Roger Ebert of the Chicago Sun-Times observed, "The movie is 95 minutes long, and neither character says a single memorable thing. You've heard of being too clever by half? Ollie and Emily are not clever enough by three-quarters . . . To call A Lot Like Love dead in the water is an insult to water." Ebert awarded the film one out four stars, and ultimately included it in his list of "Most Hated Films".
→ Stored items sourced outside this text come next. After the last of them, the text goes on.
PR #317, opened 2021-05-26
Adding support to Verilator 202

kammoh:
Trying to add support for Verilator 4.202 (and hopefully onwards). 

Related issue: #311

### DIFF
--- a/src/main/scala/chiseltest/legacy/backends/verilator/PatchCoverageCpp.scala
+++ b/src/main/scala/chiseltest/legacy/backends/verilator/PatchCoverageCpp.scala
@@ -24,14 +24,21 @@ object PatchCoverageCpp {
   }
 
   private def replaceCoverage(cppFile: Path, lines: Array[String]): Unit = {
-    // we add our code at the beginning of the coverage section
-    val coverageStart = findLine(CoverageStartNeedle, cppFile, lines)
-    lines(coverageStart) += "\n" + CustomCoverInsertCode + "\n"
+    val (verilatorMajor, verilatorMinor) = VerilatorCppHarnessGenerator.verilatorVersion
+    require(verilatorMajor == 4)
 
-    // then we replace the call
-    val call = findLine(CallNeedle, cppFile, lines)
-    val callLine = lines(call).replaceAllLiterally(CallNeedle, CallReplacement)
-    lines(call) = callLine
+    if (verilatorMinor < 200) {
+      // we add our code at the beginning of the coverage section
+      val coverageStart = findLine(CoverageStartNeedle, cppFile, lines)
+      lines(coverageStart) += "\n" + CustomCoverInsertCode + "\n"
+
+      // then we replace the call
+      val call = findLine(CallNeedle, cppFile, lines)
+      val callLine = lines(call).replaceAllLiterally(CallNeedle, CallReplacement)
+      lines(call) = callLine
+    } else {
+      // ???
+    }
   }
 
   private def loadFiles(dir: String): Seq[(Path, Array[String])] = {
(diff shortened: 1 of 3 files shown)


src/main/scala/chiseltest/legacy/backends/verilator/VerilatorCppHarnessGenerator.scala
```diff
@@ -40,10 +47,15 @@ object VerilatorCppHarnessGenerator {
...
     val dutVerilatorClassName = "V" + dutName
-    // example version string: Verilator 4.038 2020-07-11 rev v4.038
-    // this will probably break when Verilator hits version 10+, but hopefully we can drop compatibility by then
-    val verilatorVersion = "verilator --version".!!.split(' ')(1).stripLineEnd
-    val verilatorRunFlushCallback = if (verilatorVersion >= "4.038") {
+    val (verilatorMajor, verilatorMinor) = verilatorVersion
+
+    val coverageInit =
+      if (verilatorMajor >= 4 && verilatorMinor >= 202)
+        """|Verilated::defaultContextp()->coveragep()->forcePerInstance(true);
```
ekiwi, line 54: it's awesome that you found that!

src/main/scala/chiseltest/legacy/backends/verilator/PatchCoverageCpp.scala
```diff
@@ -24,14 +24,21 @@ object PatchCoverageCpp {
...
+      // we add our code at the beginning of the coverage section
+      val coverageStart = findLine(CoverageStartNeedle, cppFile, lines)
+      lines(coverageStart) += "\n" + CustomCoverInsertCode + "\n"
+
+      // then we replace the call
+      val call = findLine(CallNeedle, cppFile, lines)
+      val callLine = lines(call).replaceAllLiterally(CallNeedle, CallReplacement)
+      lines(call) = callLine
+    } else {
+      // ???
```
ekiwi, line 40: Could you please add a comment here that states that starting with Verilator 4.2 the whole patch coverage hack is no longer necessary?

ekiwi (changes requested):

Ruthe Stein of the San Francisco Chronicle said, "An unfortunate casting decision . . . comes close to sabotaging a witty script . . . As the sometimes couple, Ashton Kutcher and Amanda Peet are together in almost every scene, making it difficult to conceal the huge gap in their acting skills. Bland and with a small television face (words once used to describe David Caruso, but equally applicable here), Kutcher is incapable of doing the heavy lifting required to be a romantic lead . . . Peet, who has the looks and magnetism of a Kennedy offspring, makes Kutcher fade into the background, and you're left fantasizing what the movie might have been if Peter Sarsgaard had co-starred . . . Still, the movie is rich in the kind of details often left out because of a lack of budget or imagination."
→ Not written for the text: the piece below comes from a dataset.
PR #320, opened 2021-05-28
Fix comparison of hashes for `CachingAnnotation`

kammoh:
I had made a stupid mistake in #308 and used `equals` for comparing hashes, which is object comparison not the content, and will always fail on two separate arrays, even if their contents are the same. The original code in #267 also used `==` which I believe is an alias for `equals`, and therefore never worked either.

Christopher Orr of The New York Sun said, "What do you call a shameless imitation of a shameless imitation? A rip-off squared? An homage once removed? Whatever label you choose, it can be comfortably affixed to A Lot Like Love, an Ashton Kutcher-Amanda Peet vehicle that is a lot like When Harry Met Sally..., which was itself a lot like Annie Hall. Sadly, the resemblance does not extend to quality. Indeed, those with a scientific turn of mind may take the devolution from Annie to Harry to A Lot Like Love as yet another demonstration of the Second Law of Thermodynamics, which says that in a closed system (an apt description of Hollywood if ever there was one) there is a tendency toward entropy - in this case, from acknowledged classic to memorable cable-television staple to dim, flabby dud . . . If one thing saves A Lot Like Love from disaster - and I'm not sure it does - it's an easy chemistry between the leads, though one that owes little to Mr. Kutcher's performance . . . Fortunately, Ms. Peet carries off the role of Emily with enough spark that even Mr. Kutcher gradually lights up . . . Since running away with The Whole Nine Yards five years ago, Ms. Peet has had altogether too little opportunity to showcase her sexy comic appeal. A Lot Like Love might have provided that opportunity, had it only featured something a little like a script."

Peter Travers of Rolling Stone rated the film two out of four stars, calling it "a lot like a lot of other romantic comedies that make two lovers of friends (When Harry Met Sally, Serendipity) and a lot not like the two witty and wise Richard Linklater movies - Before Sunrise and Before Sunset - that span the relationship between Ethan Hawke and Julie Delpy for nearly a decade and leave you wanting more . . . About A Lot Like Love leaving you wanting a lot less, I am right."

==Box office==
The film opened on 2,502 screens in the United States on April 22, 2005. It earned $7,576,593 on its opening weekend, ranking fourth after The Interpreter, The Amityville Horror, and Sahara. It eventually grossed $21,845,719 in the US and $21,041,000 in foreign markets for a total worldwide box office of $42,886,719.